No. The register file and shared memory are separate areas of silicon, and their function is different. All explained in the programming guide.
Only in shared memory if you used a shared declaration for the local variable. Also explained in the programming guide.
By definition, there are no explicit arguments in an inline expanded function - it works much more like macro substitution. Local variables go to local memory or register, just like any other piece of kernel code.
The compile never stores kernel local variables in global memory. Everything goes either in local memory or registers.
How do I determine whether local variables are stored in registers?
When you are using ‘nvcc’ for compiling your code, just pass this option: ‘-Xptxas -v’. This will print how many registers are used by this kernel, what is the local memory usage (if any), what are the shared and constant memory usages.
I have a kernel function which has ~100 local variables (of type float) and so, compiles to use 58 registers. The occupancy is low and so, in an attempt to remedy this, I replaced a whole lot of those variables with #defines - leaving me with ~15. However, the register usage is still 52!?
I can’t undestand the PTX output.
Can anyone point me in the right direction? Is there a standard approach?
What do you mean you replaced variables with #defines? Keep in mind that the number of variables you have is only loosely correlated with the number of registers your kernel uses. Compilers are smart enough to figure out when a variable is no longer needed, and reuse the register assigned to it. (Conversely, a complex expression may require additional registers for intermediate calculations.)
Also, you should realize that register assignment is done after the PTX generation stage. If you look at the PTX code, you’ll see a huge number of registers used, because the compiler emits PTX in static single assignment form. When ptxas converts the PTX to the cubin GPU machine code format, it maps the registers used in the PTX code to actual hardware registers.
Reducing register usage is tricky, and I don’t have any good heuristics. You can try forcing the compiler to spill registers to local memory with the --maxrregcount option to nvcc. Because local memory (basically global memory assigned to each thread) is much slower, this can make things worse, but it is worth a try.

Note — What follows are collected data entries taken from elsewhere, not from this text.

PR #3486, opened 2025-05-19
feat(frontend): disable cross community tx redeem in frontend

einhornimmond:
### Issues

- None

### Todo

- [X] None


frontend/src/pages/TransactionLink.vue
```diff
@@ -207,8 +212,12 @@ const itemType = computed(() => {
...
     }
   }
-  // console.log('TransactionLink.itemType...last return= REDEEM_SELECT_COMMUNITY')
-  return 'REDEEM_SELECT_COMMUNITY'
+  if (CONFIG.CROSS_TX_REDEEM_LINK_ACTIVE) {
+    // console.log('TransactionLink.itemType...last return= REDEEM_SELECT_COMMUNITY')
+    return 'REDEEM_SELECT_COMMUNITY'
+  } else {
+    return 'LOGGED_OUT'
+  }
```
clauspeterhuebner, line 220: this expression will only work on the sender-community, but on the recipient-community with an activ cross-tx-redeem the return-value VALID must be supported too.

clauspeterhuebner (changes requested):

frontend/src/pages/TransactionLink.vue
einhornimmond: I don't understand. I didn't touch the VALID return value.
And as I understand the code, it work basically the same as in the version before your update, except that it now ignore store.state.token and store.state.tokenTime

clauspeterhuebner: Ouh, ok sorry! It was my misstake...
i simple had a look on the changed statement without opening the whole code. The changed statement looks like it will only check for the config property and only decides between REDEEM_SELECT_COMMUNITY and LOGGED_OUT.
You're right the code supports all necessary constellations without any necessary changes after your adaption.

clauspeterhuebner (approved):

PR #3491, opened 2025-05-20
feat(frontend): use grass as faster alternative to sass

einhornimmond:
- use grass in frontend as faster alternative to sass, if installed 
- install grass in deployment script
- remove old stuff from frontend README and add install instructions for grass
- use lightningcss in admin and frontend instead of sass for css
- tested on linux and windows


frontend/README.md
clauspeterhuebner, line 1: Why removing all the detailed info about issues, testusers, pages, overviews etc. here?
Or are they shifted in an other documentation?

clauspeterhuebner (changes requested):

clauspeterhuebner (approved):

PR #3492, opened 2025-05-20
feat(other): log4js default config generator

einhornimmond:
The great benefit from log4js-config.json is that everyone working with the code, can write his own, without touching the code. So for example I can focus on apollo logs, where my college is focusing on backend logs.
Currently we have nearly the same copy from log4js-config.json all over the place. For me it is a bit confusing to finds options which aren't used from current module. For example federation define a backend logger, but don't use it, it's define additional a federation logger and use this instead. 
I have write a generator based on the log4js-config.json in backend to give a easy entry for generating a default config for each module and add log4js-config.json to .gitignore.
So if no log4js-config.json is present, a default one will be generated on first module run. 
So every one can have there one config, without fearing a overwrite by git pull.

[ ] use in all backend modules
[ ] check possibility to use one log4js-config.json file for all backend modules


clauspeterhuebner:
It seems there is a log4js-config problem for the federation log-file-names. The api-version and port is not replaced any more for the file creation, but it looks like the mechanism for zipping the files use the correct replacements...

grafik

einhornimmond:
Implemented in other pr

PR #179, opened 2020-01-06
Fix several problems with the FreeBSD CI

freqlabs:
* Wait for the firstboot `pkg install awscli` as an extra safety measure on top of `--no-repo-update`
* Update the list of packages required as test dependencies
* Fix TEST_* variables in commit messages being lost


freqlabs:
Oops hold up I missed something

freqlabs:
Ok ready

behlendorf:
Merged.

PR #181, opened 2020-02-14
Add pam-devel / libpam0g-dev dependency

behlendorf:
Add the pam development headers to the list of dependent packages
installed by the CI.  These are required to build a pam module.


felixdoerre:
I believe that's all. I installed the full list of dependencies in a "plain" debian container and zfs compiled successfully with the pam module.

PR #189, opened 2020-04-17
Add build-only bots for FreeBSD 12 and 13

freqlabs:
Signed-off-by: Ryan Moeller <ryan@iXsystems.com>

### DIFF
--- a/master/master.cfg
+++ b/master/master.cfg
@@ -799,13 +799,29 @@ debian8_ppc64_slave = [
         slave_userpass["Debian-8-ppc64-buildslave2"]),
 ]
 
+freebsd12_amd64_slave = [
+    ZFSEC2BuildSlave(
+        name="FreeBSD-stable/12-amd64-buildslave%s" % (str(i+1)),
+        get_image=get_freebsd12_image
+    ) for i in range(numarchslaves)
+]
+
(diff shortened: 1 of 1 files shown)


master/master.cfg
```diff
@@ -799,13 +799,29 @@ debian8_ppc64_slave = [
...
+    ) for i in range(numarchslaves)
+]
+
+freebsd13_amd64_slave = [
+    ZFSEC2BuildSlave(
+        name="FreeBSD-head-amd64-buildslave%s" % (str(i+1)),
+        get_image=get_freebsd13_image
+    ) for i in range(numarchslaves)
+]
+
```
behlendorf, line 815: I'm not convinced we really want to add these.  We used to have build-only bots for all the Linux distributions as well but ended up removing them because in practice they weren't that useful.  It was always easy enough to look at the failed build step to determine why it failed.

What was useful was adding bots for non-x86_64 architectures as well as for useful but non-default configurations.  For example, adding a bot which would copy the latest version of OpenZFS in to the FreeBSD kernel proper and build it, or one which uses a FreeBSD kernel with additional debugging / profiling enabled.

freqlabs:
Fine with me, I click the details when something fails anyway :)

PR #191, opened 2020-05-15
Ensure ZFS exports file is used by FreeBSD NFS server

freqlabs:
This will be needed when eventually we get the zfs_share tests working on FreeBSD.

Variables where only being set once and then referred to multiple times. So, as you suggest, the compiler could probably be smart about this. [But I know nothing of how compilers work and as such don’t like to trust them!]
This increases compilation time drastically! I set maxregcount to 30, to test, and my program had not compiled 1 hour later… Smaller tests (eg. maxregcount 50) produced code which ran slower.
Good to know it’s not just me! But, yes, I was really hoping for some heuristics.
There is a limit of 8192 registers per MP for compute 1.0/1.1 and 16384 for compute 1.2/1.3. If you are trying to launch 416 threads per block with 47 registers per thread, that is 19552 total registers, which exceeds the register limits of any currently available version of the hardware. That is why you are getting the too many resources error.